• **Exercise aim**: Where the records below have a line with "language", that line is to be copied.

== Supplied material ==

PR #3068, opened 2022-02-16
Use merge_all() in emit_archive.

moisesvega:
**What type of PR is this?**
Other

This PR updates emit_archive to use the new api `merge_all()` added in [bazel 5.0](https://blog.bazel.build/2022/01/19/bazel-5.0.html#starlark-build-language).

Because of the changes in the Starlak language, it is possible to hit `depth_limit` while using `merge()` inside of a loop, the fix is using `merge_all()` instead of `merge()`. 

This PR includes: 

- Use `merge_all()` in `emit_archive`

### DIFF
--- a/go/private/actions/archive.bzl
+++ b/go/private/actions/archive.bzl
@@ -39,6 +39,8 @@ load(
     "emit_compilepkg",
 )
 
+load("//go/private/skylib/lib:versions.bzl", "versions")
+
 def emit_archive(go, source = None, _recompile_suffix = ""):
     """See go/toolchains.rst#archive for full documentation."""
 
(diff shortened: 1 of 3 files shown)


linzhp:
It appears that we can get Bazel version using `native.bazel_version` like [this](https://github.com/bazelbuild/bazel-skylib/blob/main/lib/versions.bzl#L20). Can you use so we don't need to bump the minimal bazel version now?

go/private/actions/archive.bzl
```diff
@@ -65,10 +67,26 @@ def emit_archive(go, source = None, _recompile_suffix = ""):
...
-        runfiles = runfiles.merge(a.runfiles)
-        if a.source.mode != go.mode:
-            fail("Archive mode does not match {} is {} expected {}".format(a.data.label, mode_string(a.source.mode), mode_string(go.mode)))
+
+    # After bazel version 5.0.0, skylark introduced a new API called merge_all().
+    # There is a recommendation in the release notes to use merge_all() if
+    # we hit the depth limit because of using merge() in a loop, we saw
+    # some repos hitting this issue after upgrading to 5.0.0
+    # To keep it backwards compatible, we will fallback to the old logic if
+    # the version is not at least 5.0.0
```
linzhp, line 76: nit: you can also add a TODO saying that we can remove this check after the minimal version of Bazel becomes 5.0.0, which we will have after integrating with bzlmod

linzhp (approved):

moisesvega:
> It appears that we can get Bazel version using `native.bazel_version` like [this](https://github.com/bazelbuild/bazel-skylib/blob/main/lib/versions.bzl#L20). Can you use so we don't need to bump the minimal bazel version now?

At the moment `native.bazel_version` is not available for rules. [Here](https://github.com/bazelbuild/bazel/issues/8305) is the conversation about allowing native.bazel_version outside of `WORKSPACE`.

For that reason, using "hasattr(runfiles, "merge_all")" is enough to distinguish between skylark API's.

===

• **Result for this exercise**:
This PR updates emit_archive to use the new api `merge_all()` added in [bazel 5.0](https://blog.bazel.build/2022/01/19/bazel-5.0.html#starlark-build-language).
Because of the changes in the Starlak language, it is possible to hit `depth_limit` while using `merge()` inside of a loop, the fix is using `merge_all()` instead of `merge()`. 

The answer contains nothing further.